Et si j’avais trompé mon mari ? Ma double vie secrète
Et si… j’avais dit à mon mari que je sortais juste pour un café avec une copine ? Ouais, c’est exactement ce que j’ai fait. ‘Chéri, je reviens dans une heure, max. Bisous.’ Il a souri, confiant, en train de mater le foot à la télé. Mon cœur battait déjà la chamade. J’ai enfilé ma jupe crayon noire, celle qui moule mes fesses, un chemisier blanc un peu transparent. Pas trop pute, hein, juste assez pour exciter.
Dans la voiture, j’ai retiré mon alliance. Le métal froid glisse sur mon annulaire, un petit clic sur le tableau de bord. Peur que ça raye la peau, peur qu’il remarque la marque blanche plus tard. J’ai accéléré vers le motel en périphérie, ce taudis anonyme où personne ne pose de questions. Odeur de bitume chaud, klaxons lointains. Mon portable vibre : ‘T’es en retard, salope.’ C’est lui, mon amant. 35 ans, musclé, bite épaisse comme un poignet.
Le mensonge qui a lancé tout
Je gare, descends, jambes tremblantes. Il m’attend devant la porte 12, jean tendu par sa queue déjà dure. ‘T’as retiré la bague ?’ grogne-t-il en m’attrapant par la taille. ‘Oui… putain, magne-toi.’ On entre, porte qui claque. L’air pue le tabac froid et le désinfectant cheap. Rideaux tirés, lumière jaunâtre. Il me plaque contre le mur, mains sous ma jupe. ‘T’es trempée, mariée infidèle.’ Ses doigts écartent ma culotte, plongent dans ma chatte rasée. Glissante, chaude, je gémis : ‘Baise-moi fort, fais-moi oublier ce loser.’
Il me jette sur le lit qui grince. Matelas affaissé, draps rêches contre ma peau. Il baisse son froc : sa bite jaillit, veineuse, gland violacé, prépuce qui recule. Odeur musquée, masculine, pas comme le savon fade de mon mari. ‘Suce-la.’ Je m’agenouille, lèvres autour, goût salé, texture veloutée. Il empoigne mes cheveux : ‘Avale tout, pute.’ Je bave, gorge profonde, bruits de succion obscènes. Glouglou, slurp. Mes seins débordent du soutif, tétons durs.
La baise interdite et le retour amer
Il me retourne, cul en l’air. ‘Écarte.’ Fessée qui claque, peau qui rougit, picotement brûlant. Sa langue sur mon trou du cul, humide, invasive. ‘T’aimes ça, hein ? Ton mari te lèche jamais là ?’ ‘Jamais… oh putain, continue.’ Puis sa queue pousse, d’un coup. Étirement douloureux, plénitude. Il pilonne, couilles qui tapent mon clito. Pak-pak-pak. Sueur qui coule, mélange d’odeurs : chatte en chaleur, son foutre qui monte. ‘Je vais jouir… crie pour moi !’ Je hurle : ‘Remplis-moi, baise cette chatte mariée !’
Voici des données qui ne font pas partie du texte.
PR #3806, opened 2015-09-25
Model events during "remove" do not trigger on Col

jridgewell:

On the heels of #3803, this prevents events triggered on the model during the "remove" event listener from bubbling up to the collection.

Why? Because the model is "removed" from the collection. You can't `#get` it any more, there're no more references. The collection shouldn't know anything about the model once that event is fired.

### DIFF
--- a/backbone.js
+++ b/backbone.js
@@ -1102,20 +1102,14 @@
         var index = this.indexOf(model);
         this.models.splice(index, 1);
         this.length--;
-
-        // Remove references before triggering 'remove' event to prevent an
-        // infinite loop. #3693
-        delete this._byId[model.cid];
-        var id = this.modelId(model.attributes);
-        if (id != null) delete this._byId[id];
+        this._removeReference(model, options);
+        removed.push(model);
 
         if (!options.silent) {
           options.index = index;
           model.trigger('remove', model, this, options);
+          this._onModelEvent('remove', model, this, options);
         }
-
-        removed.push(model);
-        this._removeReference(model, options);
       }
       return removed.length ? removed : false;
     },
--- a/test/collection.js
+++ b/test/collection.js
@@ -310,8 +310,12 @@
     var result = null;
     col.on('remove', function(model, col, options) {
       removed = model.get('label');
+      model.trigger('other');
       equal(options.index, 3);
       equal(col.get(model), undefined, '#3693: model cannot be fetched from collection');
+    });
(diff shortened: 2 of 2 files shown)


jashkenas:
That makes perfect sense. You really don't think this should be merged?

jridgewell:
Not now, it's a breaking change. I figure if [this many](https://github.com/jashkenas/backbone/issues/3693) people are causing an infinite loop in the "remove" event, they're also relying on event bubbling.

platinumazure:
The `remove` event itself is still fired on the collection, though, right?

jridgewell:
Yes.

backbone.js
```diff
@@ -1102,20 +1102,14 @@
...
-        delete this._byId[model.cid];
-        var id = this.modelId(model.attributes);
-        if (id != null) delete this._byId[id];
+        this._removeReference(model, options);
+        removed.push(model);
 
         if (!options.silent) {
           options.index = index;
           model.trigger('remove', model, this, options);
+          this._onModelEvent('remove', model, this, options);
```
akre54: Why call `_onModelEvent` here? We know it will bypass all of the conditionals because we don't specifically handle `remove`.

jridgewell: Since it could be overridden. We're not exactly clear on what is overridable and what's not. #3703

akre54: :eyeroll:

The ones that are meant to be overridden are usually obvious, or their
utility becomes clear when you need them. They don't get in your way if you
don't need them.

I can't think of a reason why you'd override _onModelEvent. It seems to be
there mostly to make it easier to unbind later.

Theres no issue using _onModelEvent but I like the symmetry of the two
triggers in a row.

On Mon, Sep 28, 2015, 10:34 Justin Ridgewell <notifications@github.com>
wrote:

> In backbone.js
> <https://github.com/jashkenas/backbone/pull/3806#discussion_r40558531>:
>
> >
> >          if (!options.silent) {
> >            options.index = index;
> >            model.trigger('remove', model, this, options);
> > +          this._onModelEvent('remove', model, this, options);
>
> Since it could be overridden. We're not exactly clear on what is
> overridable and what's not. #3703
> <https://github.com/jashkenas/backbone/pull/3703>
>
> —
> <https://github.com/jashkenas/backbone/pull/3806/files#r40558531>.
>
-- 

Adam K (mobile)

Il explose, jets chauds au fond, débordent sur mes cuisses. Tremblements, spasmes. On s’effondre, essoufflés. Son sperme coule, gluant, odeur âcre. ‘T’es à moi maintenant.’ Je ris nerveusement : ‘Juste le temps qu’il m’attend pas.’ Regard sur l’heure : 45 minutes de retard. Panique.
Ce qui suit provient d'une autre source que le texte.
PR #3810, opened 2015-09-28
Reduce without initial value doesn't work

just-boris:
Underscore's reduce as well as native Array.prototype.reduce can work without initial value.

See two similar calls:
```js
equal(_.reduce(col.models, function(a, b) {return a.id > b.id ? a : b}).id, 3); // works fine
equal(col.reduce(function(a, b) {return a.id > b.id ? a : b}).id, 3); // don't work
```

This behaviour seems to be broken since https://github.com/jashkenas/backbone/commit/7d646745618dc86ff74230a2063083963b7c343a, because this commit forces to call underscore with fixed number of arguments, but underscore detects this count and cannot switch to mode without initial value and starts with undefined.

### DIFF
--- a/backbone.js
+++ b/backbone.js
@@ -87,6 +87,9 @@
         return _[method](this[attribute], cb(iteratee, this), context);
       };
       case 4: return function(iteratee, defaultVal, context) {
+        if(arguments.length < 2) {
+          return _[method](this[attribute], cb(iteratee, this));
+        }
         return _[method](this[attribute], cb(iteratee, this), defaultVal, context);
       };
       default: return function() {
--- a/test/collection.js
+++ b/test/collection.js
@@ -631,10 +631,11 @@
     equal(coll.findWhere({a: 4}), void 0);
   });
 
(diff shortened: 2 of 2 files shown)


backbone.js
```diff
@@ -87,6 +87,9 @@
         return _[method](this[attribute], cb(iteratee, this), context);
       };
       case 4: return function(iteratee, defaultVal, context) {
+        if(arguments.length < 2) {
+          return _[method](this[attribute], cb(iteratee, this));
+        }
```
jridgewell: Rather than add another condition here, I'd rather deopt `reduce` and friends into the `default` case below. Mind updating the [`collectionMethods`](https://github.com/jashkenas/backbone/blob/master/backbone.js#L1169-L1176) object, giving `reduce`, `inject`, `foldl`, `reduceRight` and `foldr` a value of `0`?

just-boris:
@jridgewell close this, I am going to continue discussion in #3820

Sous la douche rapide, eau tiède qui lave le péché. Je remets ma culotte mouillée, alliance qui clique à nouveau. ‘À la prochaine, salope.’ Bisou rapide, dehors. Cœur en vrac, cuisse poisseuse sous la jupe. Dans la voiture, musique pour masquer les bruits dans ma tête. Arrivée maison : ‘Désolée, on a papoté trop longtemps.’ Il embrasse mon front : ‘T’inquiète, bébé.’ Sourire figé, sperme qui sèche en moi. Et si il savait ? Demain, même jeu. J’adore ce risque.